The ability to recognize strangers from previous interactions is an important application to security, service roles, and various business and social scenarios. While prior research suggests that women are better than men at recognizing faces [1, 2], one intriguing research topic is the interplay among gender, face recognition, and exposure time. Say, both Tom and Janet have been exposed to the same number of faces at the same events. Critical questions are then: whether they have the same ability to recognize faces afterwards; whether they are more capable of recognizing faces of their own gender; and whether their ability to recognize faces is influenced by exposure time. The extant literature on face recognition emphasizes that a longer exposure time generally improves individuals’ ability to recognize faces [3, 4]. In addition, several other studies on face recognition demonstrate superior recognition for an individual to recognize their own gender relative to the other [5, 6].

Faces contain a rich reservoir of information on factors such as gender, age, mood, social category, traits, and trustworthiness [5, 7, 8], and are arguably the most important social stimuli in interactions [9]. While face recognition is essential for many daily and social activities, it is also known that individuals vary considerably in their ability to recognize faces [10, 11]. Therefore, we believe that a more complete understanding of face recognition should consider both exposure time and gender. While exposure time and gender have been extensively studied as factors that have an influence on an individual’s ability to recognize faces, the interplay between these two factors has received less research attention.

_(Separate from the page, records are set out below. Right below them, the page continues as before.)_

PR #4830, opened 2018-02-26
Format annotation count on activity pages w/ ','

hmstepanek:
Add , as thousands delimiter in annotation count on activity
pages. The annotation count blends together when it's really
large and it makes it hard to read. This formatting was added
as a jinja extension and a corresponding test was also added.
This formats the search result Matching # annotations as well
as the group and user side bar total annotations to be ,
delimited.

### DIFF
--- a/h/jinja_extensions.py
+++ b/h/jinja_extensions.py
@@ -26,6 +26,7 @@ class Filters(Extension):
 
         environment.filters['to_json'] = to_json
         environment.filters['human_timestamp'] = human_timestamp
+        environment.filters['format_number'] = format_number
 
 
 def human_timestamp(timestamp, now=datetime.datetime.utcnow):
@@ -34,6 +35,10 @@ def human_timestamp(timestamp, now=datetime.datetime.utcnow):
     if timestamp.year < now().year:
         fmt = '%d %B %Y at %H:%M'
     return timestamp.strftime(fmt)
+
+
+def format_number(num):
+    return "{:,}".format(num)
 
 
 def to_json(value):
--- a/h/templates/activity/search.html.jinja2
+++ b/h/templates/activity/search.html.jinja2
@@ -164,7 +164,7 @@
         <span class="search-result-sidebar__tag-container">
           {{ tag.tag }}
           <span class="search-result-sidebar__tag-count">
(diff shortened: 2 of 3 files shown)


seanh:
Before:

before

After:

after

The same change also appears in the same location in the sidebar on _user_ home pages, as well as group ones.

@hmstepanek I wonder if this new number formatting should also apply to other numbers shown on activity pages? There's quite a few other places on the page where counts are shown.

seanh:
@hmstepanek Actually, can you confirm that the before and after screenshots I posted are all that's changed here? They were the only changes I could see

robertknight:
It might be worth making this a [Jinja filter](http://jinja.pocoo.org/docs/2.10/templates/#filters) used in the template as `{{ some_number | format_number }}` rather than modifying the context output returned by the view function. This will have two advantages:

- It will make writing tests that check the context returned by view functions, as they won't be affected by the presentation concern of formatting the number.
- When we come to add i18n support later, we'll only have to change one filter implementation and it should then work wherever in the templates we use this.

Filters are defined in [jinja_extensions.py](https://github.com/hypothesis/h/blob/master/h/jinja_extensions.py).

hmstepanek:
@seanh You are correct on both accounts. It just modifies the Annotations for groups and user activity pages in the sidebar. There are indeed other places that this change could be made as there are annotation count in other places on this page. Also I like @robertknight 's idea of making a filter. I think we should prob do something like that with the date PR as well.

hmstepanek:
@seanh @dawariley Updated to use jinja extension and now using '.' as delimiter.

hmstepanek:
Note after viewing on QA, I have added the '.' delimiting format to all counts on the page:
Before:
image


After:
image

robertknight:
I have to say I think the use of a period is going to be pretty confusing for English and probably other-language visitors since the rest of the page is in English. I'm not sure on where the suggestion of defaulting to periods comes from. I would suggest that we follow en_US conventions and use a comma unless someone can point to a documented & established convention for doing otherwise.

hmstepanek:
I agree with you @robertknight. I'll sync with @dawariley on this.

In response to this, our study contributes to the existing literature by examining how the interaction of exposure time with gender and gender distribution of exposed faces affects an individual’s face recognition performance. It is relevant to take the exposure time factor into account as time often is a scarce resource having a huge impact on outcomes. For instance, the theory of selective attention contends that human beings have limited cognitive capacity and are selective in their attention [12, 13], which prevents them from attending to all issues that arise. This especially applies to settings, where time is limited and thus a scarce resource.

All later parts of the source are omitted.